What is expected >>
Return only how many lines in the data include the string "asserts".

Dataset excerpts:
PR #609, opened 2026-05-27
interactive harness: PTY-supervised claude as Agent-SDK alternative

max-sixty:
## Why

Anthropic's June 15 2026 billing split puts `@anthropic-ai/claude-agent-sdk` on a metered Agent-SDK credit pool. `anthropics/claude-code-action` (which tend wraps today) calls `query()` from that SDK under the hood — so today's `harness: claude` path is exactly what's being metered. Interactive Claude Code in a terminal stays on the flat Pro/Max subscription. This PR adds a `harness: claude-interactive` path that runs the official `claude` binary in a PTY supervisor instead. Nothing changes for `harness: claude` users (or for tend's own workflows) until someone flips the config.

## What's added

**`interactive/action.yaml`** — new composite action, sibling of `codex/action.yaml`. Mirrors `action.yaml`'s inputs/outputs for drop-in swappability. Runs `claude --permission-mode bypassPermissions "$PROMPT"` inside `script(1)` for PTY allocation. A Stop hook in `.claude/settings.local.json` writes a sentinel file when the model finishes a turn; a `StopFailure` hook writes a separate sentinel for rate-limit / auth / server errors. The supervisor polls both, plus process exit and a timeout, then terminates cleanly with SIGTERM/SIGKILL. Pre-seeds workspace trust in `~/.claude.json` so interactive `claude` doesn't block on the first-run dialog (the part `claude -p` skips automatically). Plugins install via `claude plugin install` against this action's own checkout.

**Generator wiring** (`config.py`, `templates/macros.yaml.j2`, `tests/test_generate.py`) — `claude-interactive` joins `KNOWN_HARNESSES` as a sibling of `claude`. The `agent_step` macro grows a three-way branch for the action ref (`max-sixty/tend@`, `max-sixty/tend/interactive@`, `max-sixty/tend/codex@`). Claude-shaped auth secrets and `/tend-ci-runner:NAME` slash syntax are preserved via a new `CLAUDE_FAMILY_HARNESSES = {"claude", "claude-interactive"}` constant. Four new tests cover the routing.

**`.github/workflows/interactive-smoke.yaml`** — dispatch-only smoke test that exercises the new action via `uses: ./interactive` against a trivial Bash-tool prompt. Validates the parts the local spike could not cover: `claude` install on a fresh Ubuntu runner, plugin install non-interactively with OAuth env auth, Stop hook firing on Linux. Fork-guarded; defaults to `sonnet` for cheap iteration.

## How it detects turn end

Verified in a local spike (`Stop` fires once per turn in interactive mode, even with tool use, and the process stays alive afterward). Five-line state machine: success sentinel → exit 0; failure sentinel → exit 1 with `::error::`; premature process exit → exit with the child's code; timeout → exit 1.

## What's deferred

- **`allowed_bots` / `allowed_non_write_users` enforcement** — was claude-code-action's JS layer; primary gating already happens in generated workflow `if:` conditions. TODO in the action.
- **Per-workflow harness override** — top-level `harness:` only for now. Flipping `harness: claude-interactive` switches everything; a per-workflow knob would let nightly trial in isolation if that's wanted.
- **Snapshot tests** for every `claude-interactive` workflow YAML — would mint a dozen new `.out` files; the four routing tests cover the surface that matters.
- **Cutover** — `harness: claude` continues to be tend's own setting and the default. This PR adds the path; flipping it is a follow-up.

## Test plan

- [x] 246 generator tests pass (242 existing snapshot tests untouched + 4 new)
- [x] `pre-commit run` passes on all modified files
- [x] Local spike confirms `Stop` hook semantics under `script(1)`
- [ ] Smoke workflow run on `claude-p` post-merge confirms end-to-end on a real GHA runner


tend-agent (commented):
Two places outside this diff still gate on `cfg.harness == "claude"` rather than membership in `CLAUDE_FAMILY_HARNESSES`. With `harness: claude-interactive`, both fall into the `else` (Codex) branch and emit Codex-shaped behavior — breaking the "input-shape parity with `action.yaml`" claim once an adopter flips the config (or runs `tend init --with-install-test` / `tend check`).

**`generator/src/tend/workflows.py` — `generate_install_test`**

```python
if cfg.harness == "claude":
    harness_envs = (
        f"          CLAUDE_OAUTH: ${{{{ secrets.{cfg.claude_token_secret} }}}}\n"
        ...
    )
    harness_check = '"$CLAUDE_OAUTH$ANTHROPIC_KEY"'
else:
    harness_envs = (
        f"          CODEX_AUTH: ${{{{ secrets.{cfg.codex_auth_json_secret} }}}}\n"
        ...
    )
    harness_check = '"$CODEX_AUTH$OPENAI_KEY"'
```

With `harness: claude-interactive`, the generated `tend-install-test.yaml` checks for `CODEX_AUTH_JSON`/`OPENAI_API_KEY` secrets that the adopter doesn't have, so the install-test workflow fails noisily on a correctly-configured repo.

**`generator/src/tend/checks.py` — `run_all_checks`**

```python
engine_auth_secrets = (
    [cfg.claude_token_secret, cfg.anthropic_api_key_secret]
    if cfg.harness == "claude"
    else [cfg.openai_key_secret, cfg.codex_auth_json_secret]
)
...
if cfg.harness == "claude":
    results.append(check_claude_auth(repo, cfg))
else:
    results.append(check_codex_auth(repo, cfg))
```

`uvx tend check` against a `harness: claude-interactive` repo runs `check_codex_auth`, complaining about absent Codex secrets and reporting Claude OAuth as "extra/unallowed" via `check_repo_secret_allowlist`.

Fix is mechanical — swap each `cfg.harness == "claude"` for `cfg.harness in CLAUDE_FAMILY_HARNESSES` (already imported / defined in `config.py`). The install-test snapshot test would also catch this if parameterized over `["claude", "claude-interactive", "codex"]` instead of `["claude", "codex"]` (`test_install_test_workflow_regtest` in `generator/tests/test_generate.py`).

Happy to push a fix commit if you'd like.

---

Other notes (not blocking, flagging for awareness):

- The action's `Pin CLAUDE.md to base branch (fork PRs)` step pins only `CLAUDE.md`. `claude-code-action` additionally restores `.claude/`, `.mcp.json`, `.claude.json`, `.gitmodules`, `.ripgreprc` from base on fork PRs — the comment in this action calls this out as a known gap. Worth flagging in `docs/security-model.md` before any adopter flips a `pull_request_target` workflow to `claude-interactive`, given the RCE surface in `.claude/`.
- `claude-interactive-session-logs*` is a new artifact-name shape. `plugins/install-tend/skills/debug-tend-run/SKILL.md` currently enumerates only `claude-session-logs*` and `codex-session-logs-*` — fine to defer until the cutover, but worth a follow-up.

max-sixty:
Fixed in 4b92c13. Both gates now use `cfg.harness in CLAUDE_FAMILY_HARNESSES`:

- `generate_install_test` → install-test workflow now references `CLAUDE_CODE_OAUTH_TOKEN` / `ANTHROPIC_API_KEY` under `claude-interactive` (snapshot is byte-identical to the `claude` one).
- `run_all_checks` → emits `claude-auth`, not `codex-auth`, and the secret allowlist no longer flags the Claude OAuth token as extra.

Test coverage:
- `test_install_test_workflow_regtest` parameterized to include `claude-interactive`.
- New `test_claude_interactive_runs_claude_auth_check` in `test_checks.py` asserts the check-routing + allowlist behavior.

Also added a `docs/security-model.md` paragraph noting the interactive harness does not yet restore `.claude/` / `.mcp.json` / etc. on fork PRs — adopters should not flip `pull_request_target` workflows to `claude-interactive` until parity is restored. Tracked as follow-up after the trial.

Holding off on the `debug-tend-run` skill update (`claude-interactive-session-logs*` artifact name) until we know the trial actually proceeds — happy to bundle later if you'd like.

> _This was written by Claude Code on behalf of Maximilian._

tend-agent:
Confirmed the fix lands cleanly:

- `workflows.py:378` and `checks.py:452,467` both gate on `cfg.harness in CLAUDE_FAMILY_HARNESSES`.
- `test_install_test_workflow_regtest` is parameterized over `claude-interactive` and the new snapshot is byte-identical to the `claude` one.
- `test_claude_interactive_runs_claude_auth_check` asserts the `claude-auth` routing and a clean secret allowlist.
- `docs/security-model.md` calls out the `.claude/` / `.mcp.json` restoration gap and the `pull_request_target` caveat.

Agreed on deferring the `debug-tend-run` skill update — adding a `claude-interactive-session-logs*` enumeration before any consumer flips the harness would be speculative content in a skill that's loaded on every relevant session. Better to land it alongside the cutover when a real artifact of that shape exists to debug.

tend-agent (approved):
---
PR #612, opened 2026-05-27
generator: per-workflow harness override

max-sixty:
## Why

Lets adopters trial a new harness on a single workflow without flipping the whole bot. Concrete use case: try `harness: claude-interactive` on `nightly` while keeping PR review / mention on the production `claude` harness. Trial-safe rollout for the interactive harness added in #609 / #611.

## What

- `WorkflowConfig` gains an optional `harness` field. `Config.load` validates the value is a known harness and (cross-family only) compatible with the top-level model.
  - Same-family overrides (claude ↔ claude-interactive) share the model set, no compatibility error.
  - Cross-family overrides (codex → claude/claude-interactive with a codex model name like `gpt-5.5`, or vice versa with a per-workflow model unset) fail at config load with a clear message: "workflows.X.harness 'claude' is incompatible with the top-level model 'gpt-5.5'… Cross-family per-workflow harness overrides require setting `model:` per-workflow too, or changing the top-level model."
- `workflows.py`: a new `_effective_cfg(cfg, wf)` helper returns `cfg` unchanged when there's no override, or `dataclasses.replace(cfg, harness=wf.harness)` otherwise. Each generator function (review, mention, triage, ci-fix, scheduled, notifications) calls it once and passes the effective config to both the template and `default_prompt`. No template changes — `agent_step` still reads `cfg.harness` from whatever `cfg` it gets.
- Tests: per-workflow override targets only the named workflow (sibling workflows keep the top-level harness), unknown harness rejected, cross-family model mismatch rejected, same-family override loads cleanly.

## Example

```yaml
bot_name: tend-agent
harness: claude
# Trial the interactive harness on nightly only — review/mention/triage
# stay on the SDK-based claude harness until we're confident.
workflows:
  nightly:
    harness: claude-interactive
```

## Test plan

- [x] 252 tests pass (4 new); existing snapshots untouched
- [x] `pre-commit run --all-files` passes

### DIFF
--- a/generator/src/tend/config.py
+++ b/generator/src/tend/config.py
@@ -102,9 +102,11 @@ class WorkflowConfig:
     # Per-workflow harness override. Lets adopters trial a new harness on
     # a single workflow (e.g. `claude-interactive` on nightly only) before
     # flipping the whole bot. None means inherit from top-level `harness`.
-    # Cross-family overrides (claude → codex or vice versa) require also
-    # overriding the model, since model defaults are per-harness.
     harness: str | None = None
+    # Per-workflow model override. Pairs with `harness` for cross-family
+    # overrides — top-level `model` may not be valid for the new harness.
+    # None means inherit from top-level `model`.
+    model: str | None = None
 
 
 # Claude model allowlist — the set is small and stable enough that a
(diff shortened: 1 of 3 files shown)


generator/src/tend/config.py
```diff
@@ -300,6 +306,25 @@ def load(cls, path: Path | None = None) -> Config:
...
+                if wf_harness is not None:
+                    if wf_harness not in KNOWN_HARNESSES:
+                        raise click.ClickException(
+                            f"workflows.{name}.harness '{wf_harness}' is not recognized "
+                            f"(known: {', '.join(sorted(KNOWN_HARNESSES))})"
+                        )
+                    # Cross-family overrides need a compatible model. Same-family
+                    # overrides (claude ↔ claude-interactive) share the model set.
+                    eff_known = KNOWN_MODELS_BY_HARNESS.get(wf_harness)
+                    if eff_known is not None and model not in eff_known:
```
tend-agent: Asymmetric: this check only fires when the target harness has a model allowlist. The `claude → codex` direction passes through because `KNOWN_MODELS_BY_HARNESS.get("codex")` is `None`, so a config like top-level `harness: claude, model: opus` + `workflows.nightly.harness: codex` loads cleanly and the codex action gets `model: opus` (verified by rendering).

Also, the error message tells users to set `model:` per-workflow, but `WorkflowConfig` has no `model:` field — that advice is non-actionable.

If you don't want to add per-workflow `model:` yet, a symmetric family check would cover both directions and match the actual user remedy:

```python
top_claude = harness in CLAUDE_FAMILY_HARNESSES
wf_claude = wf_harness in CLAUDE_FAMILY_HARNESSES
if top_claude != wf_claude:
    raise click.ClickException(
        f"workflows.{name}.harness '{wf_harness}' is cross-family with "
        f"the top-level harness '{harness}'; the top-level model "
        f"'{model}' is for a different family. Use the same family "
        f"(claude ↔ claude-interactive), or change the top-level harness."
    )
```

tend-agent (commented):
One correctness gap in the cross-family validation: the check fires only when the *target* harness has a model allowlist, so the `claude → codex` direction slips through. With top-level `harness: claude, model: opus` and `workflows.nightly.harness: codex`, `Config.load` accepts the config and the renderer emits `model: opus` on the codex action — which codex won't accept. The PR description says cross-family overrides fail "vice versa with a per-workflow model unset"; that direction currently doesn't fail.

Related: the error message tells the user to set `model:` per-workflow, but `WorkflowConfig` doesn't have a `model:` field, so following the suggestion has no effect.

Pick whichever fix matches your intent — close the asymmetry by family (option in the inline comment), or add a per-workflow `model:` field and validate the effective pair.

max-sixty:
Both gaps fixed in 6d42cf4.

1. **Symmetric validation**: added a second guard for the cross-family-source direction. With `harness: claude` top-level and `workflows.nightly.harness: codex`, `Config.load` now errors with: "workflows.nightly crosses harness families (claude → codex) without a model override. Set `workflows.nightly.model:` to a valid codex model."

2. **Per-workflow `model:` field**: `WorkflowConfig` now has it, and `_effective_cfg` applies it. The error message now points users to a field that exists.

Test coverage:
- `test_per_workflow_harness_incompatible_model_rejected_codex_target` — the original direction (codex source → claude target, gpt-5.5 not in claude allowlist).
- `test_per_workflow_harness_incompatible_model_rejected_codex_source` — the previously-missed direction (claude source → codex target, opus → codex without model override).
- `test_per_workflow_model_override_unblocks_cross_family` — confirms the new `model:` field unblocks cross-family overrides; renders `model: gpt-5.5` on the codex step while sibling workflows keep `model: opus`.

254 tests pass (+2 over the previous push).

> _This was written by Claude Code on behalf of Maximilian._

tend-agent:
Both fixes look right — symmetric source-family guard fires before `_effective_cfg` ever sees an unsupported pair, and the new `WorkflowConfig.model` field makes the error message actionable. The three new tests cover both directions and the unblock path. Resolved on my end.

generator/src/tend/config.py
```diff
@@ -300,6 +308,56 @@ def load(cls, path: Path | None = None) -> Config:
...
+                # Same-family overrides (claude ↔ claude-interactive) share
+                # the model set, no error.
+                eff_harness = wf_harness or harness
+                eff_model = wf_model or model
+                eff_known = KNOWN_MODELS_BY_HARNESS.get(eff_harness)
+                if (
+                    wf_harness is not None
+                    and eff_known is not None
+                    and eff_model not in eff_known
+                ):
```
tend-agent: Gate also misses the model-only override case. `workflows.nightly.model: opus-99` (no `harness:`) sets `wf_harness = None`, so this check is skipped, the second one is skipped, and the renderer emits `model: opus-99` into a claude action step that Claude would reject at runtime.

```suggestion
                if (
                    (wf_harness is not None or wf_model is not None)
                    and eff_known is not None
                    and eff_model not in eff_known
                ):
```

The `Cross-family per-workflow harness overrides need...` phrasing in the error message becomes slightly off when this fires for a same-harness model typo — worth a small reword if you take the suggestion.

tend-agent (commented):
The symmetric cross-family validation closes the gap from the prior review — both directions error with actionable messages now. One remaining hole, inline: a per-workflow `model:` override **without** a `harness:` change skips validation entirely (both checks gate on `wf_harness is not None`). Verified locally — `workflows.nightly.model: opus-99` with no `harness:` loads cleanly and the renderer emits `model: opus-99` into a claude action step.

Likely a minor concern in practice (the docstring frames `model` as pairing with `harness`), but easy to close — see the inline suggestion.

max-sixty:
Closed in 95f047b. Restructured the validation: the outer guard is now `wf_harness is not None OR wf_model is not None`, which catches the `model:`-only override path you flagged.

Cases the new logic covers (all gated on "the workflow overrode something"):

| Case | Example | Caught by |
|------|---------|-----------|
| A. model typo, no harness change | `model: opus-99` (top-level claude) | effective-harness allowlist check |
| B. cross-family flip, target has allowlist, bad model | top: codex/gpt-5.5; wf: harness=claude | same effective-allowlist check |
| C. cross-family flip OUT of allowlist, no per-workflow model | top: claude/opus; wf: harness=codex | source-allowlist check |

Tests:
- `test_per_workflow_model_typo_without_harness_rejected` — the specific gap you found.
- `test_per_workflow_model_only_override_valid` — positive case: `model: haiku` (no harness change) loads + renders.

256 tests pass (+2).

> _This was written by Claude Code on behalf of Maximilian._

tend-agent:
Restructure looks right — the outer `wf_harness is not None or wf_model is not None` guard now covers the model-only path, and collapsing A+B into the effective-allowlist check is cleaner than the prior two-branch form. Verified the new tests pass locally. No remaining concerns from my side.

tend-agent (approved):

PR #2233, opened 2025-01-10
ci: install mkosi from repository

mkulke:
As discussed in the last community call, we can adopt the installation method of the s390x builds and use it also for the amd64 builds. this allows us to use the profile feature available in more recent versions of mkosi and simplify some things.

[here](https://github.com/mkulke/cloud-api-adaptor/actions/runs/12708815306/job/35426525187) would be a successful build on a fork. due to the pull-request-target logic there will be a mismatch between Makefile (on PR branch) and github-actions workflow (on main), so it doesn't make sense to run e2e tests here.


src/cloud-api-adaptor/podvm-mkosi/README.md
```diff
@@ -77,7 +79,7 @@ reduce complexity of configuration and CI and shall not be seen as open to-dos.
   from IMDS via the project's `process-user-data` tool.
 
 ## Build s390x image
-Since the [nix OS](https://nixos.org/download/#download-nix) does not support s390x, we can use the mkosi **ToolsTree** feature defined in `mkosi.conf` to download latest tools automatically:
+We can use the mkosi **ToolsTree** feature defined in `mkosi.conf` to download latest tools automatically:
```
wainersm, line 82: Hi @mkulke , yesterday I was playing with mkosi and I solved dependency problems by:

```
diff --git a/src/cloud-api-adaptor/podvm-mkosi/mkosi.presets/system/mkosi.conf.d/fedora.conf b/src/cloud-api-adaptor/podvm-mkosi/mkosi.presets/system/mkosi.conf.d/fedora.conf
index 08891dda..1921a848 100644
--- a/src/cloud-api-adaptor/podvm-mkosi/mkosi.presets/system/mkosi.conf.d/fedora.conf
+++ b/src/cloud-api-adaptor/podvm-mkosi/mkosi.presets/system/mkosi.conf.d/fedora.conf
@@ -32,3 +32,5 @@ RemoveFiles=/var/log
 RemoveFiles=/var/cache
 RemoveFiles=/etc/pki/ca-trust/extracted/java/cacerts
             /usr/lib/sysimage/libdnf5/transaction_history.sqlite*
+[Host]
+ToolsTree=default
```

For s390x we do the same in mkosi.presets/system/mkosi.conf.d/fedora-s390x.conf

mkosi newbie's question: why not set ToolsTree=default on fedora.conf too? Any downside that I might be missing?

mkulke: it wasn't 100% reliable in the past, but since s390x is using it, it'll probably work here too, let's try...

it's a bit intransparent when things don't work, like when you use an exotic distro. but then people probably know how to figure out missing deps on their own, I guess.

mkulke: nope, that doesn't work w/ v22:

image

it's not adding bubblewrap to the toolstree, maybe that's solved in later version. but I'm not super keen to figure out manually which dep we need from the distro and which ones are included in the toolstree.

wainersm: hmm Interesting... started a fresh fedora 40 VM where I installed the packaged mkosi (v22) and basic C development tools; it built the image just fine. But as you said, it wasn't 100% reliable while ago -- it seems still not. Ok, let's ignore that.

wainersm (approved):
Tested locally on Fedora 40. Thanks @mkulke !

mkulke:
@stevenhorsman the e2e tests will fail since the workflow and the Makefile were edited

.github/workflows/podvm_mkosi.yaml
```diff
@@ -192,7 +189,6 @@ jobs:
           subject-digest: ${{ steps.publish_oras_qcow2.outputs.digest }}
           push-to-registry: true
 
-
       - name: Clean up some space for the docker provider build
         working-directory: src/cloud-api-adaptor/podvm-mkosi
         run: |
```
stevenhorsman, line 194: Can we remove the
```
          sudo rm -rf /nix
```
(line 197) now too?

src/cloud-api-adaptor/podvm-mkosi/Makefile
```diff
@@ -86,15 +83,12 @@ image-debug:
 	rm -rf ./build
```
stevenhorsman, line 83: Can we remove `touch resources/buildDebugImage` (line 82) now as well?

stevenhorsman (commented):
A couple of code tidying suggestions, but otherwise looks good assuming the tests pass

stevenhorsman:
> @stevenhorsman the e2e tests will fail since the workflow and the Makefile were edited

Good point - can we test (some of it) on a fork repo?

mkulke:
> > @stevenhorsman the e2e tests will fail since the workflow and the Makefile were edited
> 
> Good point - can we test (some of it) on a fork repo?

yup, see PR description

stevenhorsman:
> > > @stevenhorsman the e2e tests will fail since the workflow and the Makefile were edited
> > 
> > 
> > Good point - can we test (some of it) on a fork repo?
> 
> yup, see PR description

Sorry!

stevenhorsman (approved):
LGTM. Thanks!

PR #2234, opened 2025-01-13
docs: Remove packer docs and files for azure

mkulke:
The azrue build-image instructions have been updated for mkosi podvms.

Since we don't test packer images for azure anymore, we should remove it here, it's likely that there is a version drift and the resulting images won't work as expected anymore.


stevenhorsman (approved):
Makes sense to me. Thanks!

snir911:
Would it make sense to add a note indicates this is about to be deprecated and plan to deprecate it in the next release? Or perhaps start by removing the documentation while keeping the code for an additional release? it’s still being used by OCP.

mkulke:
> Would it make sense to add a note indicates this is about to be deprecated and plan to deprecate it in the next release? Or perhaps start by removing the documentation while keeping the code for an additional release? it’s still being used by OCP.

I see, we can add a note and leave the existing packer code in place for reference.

Exercise output >>
2